■ Aim of the exercise
Your task is to output the entries below word for word.

■ Records supplied
================
PR #59, opened 2022-09-13
fix: escape space in platform name

ghassanmas:
tutor-mfe set SITE_NAME env variable of mfe to equal
  PLATFORM_NAME config value, however in case it has a space, this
================
■ Your solution
PR #59, opened 2022-09-13
fix: escape space in platform name

ghassanmas:
tutor-mfe set SITE_NAME env variable of mfe to equal
  PLATFORM_NAME config value, however in case it has a space, this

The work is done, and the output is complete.